Yea, sorry about that...


I was using an SGS 39147  3/8 dia, 4 fl, carbide coated EM.  Here's the specs on that EM:

Milling - 3/8 X  3/8 SH CC 4 FL SGS TIN SOL/CBDE SEM, Square End Mills; Mill Diameter  (mm): 9.53; Mill Diameter (Inch): 3/8; Mill Diameter (Decimal Inch):  0.3750; Number of Flutes: 4; Material: Solid Carbide; Length of Cut  (mm): 25.40

I was milling 6061, climb milling, with a 0.09" depth of cut. Feed rate started at 10ipm, but probably ended-up around 5 or 6.  RPM varied from 3000-5000, trying to squelch the music.  

I'm reasonably capable with manual machining, but wanted to learn more about controlling chatter on the CNC.  First off, I may have had the step-over set a little to high, but will need to get back into the program to see.  The previous user of this machine, recommended 3fl, high helix carbide EM's at 2500RPM, but at a fed of about 20IPM and a step-over of about 5%.  He gave me one of his end mills, so I'm going to re-do the program for a 1/2" EM and try this, hopefully tonight.  

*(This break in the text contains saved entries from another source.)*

PR #1178, opened 2026-04-09
Informative error message if temp csv files not found by Quarto

### LINKED ISSUE #1012: Errors re-rendering quarto html with cached chunks and cmdstanr.

jgabry:
#### Submission Checklist

- [x] Run unit tests

#### Summary

Fixes #1012

This an alternative to #1176 that takes a different approach to giving the user an informative message when quarto fails to find the csv files. 

#### Copyright and Licensing

Jonah Gabry

### DIFF
--- a/R/fit.R
+++ b/R/fit.R
@@ -1432,11 +1432,29 @@ CmdStanMCMC <- R6::R6Class(
       if (!length(self$output_files(include_failed = FALSE))) {
         stop("No chains finished successfully. Unable to retrieve the draws.", call. = FALSE)
       }
-      csv_contents <- read_cmdstan_csv(
-        files = self$output_files(include_failed = FALSE),
-        variables = variables,
-        sampler_diagnostics = sampler_diagnostics,
-        format = format
+      csv_contents <- tryCatch(
+        read_cmdstan_csv(
+          files = self$output_files(include_failed = FALSE),
+          variables = variables,
+          sampler_diagnostics = sampler_diagnostics,
+          format = format
+        ),
+        error = function(e) {
+          err_msg <- conditionMessage(e)
+          if (isTRUE(getOption("knitr.in.progress")) &&
+              isTRUE(self$runset$args$using_tempdir) &&
+              grepl("File does not exist:", err_msg, fixed = TRUE)) {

I really need to get some sort of enclosure built 

Learning CNC has been interesting.  CAM is a lot more complicated that I expected.  

thanks for the assistance, 

Eric


----------



## billdeme (Sep 3, 2014)

You should find that machining with cnc will give you a more controllable finish over manual. As im sure you know, NORMALLY higher feeds and slower rpms will quiet the ummmmm, music. I work with a lot of overhang, on a lathe, and ive found the opposite rings true. 


MACHINING FORMULAS.SFM.= 0.262 x D x RPM
RPM.= (3.82 x SFM) / D
IPR.= IPM / RPM or CHIP LOAD x F
IPM.= RPM. x IPR
CHIP LOAD.= IPM / (RPM x F) or IPR / F


----------



## ecdez (Sep 3, 2014)

I found an excel file on another site that is pretty easy to use and gets me by for most of my stuff.



Not allowed to link to the site so this is the next best way.  Copy and paste the below into google.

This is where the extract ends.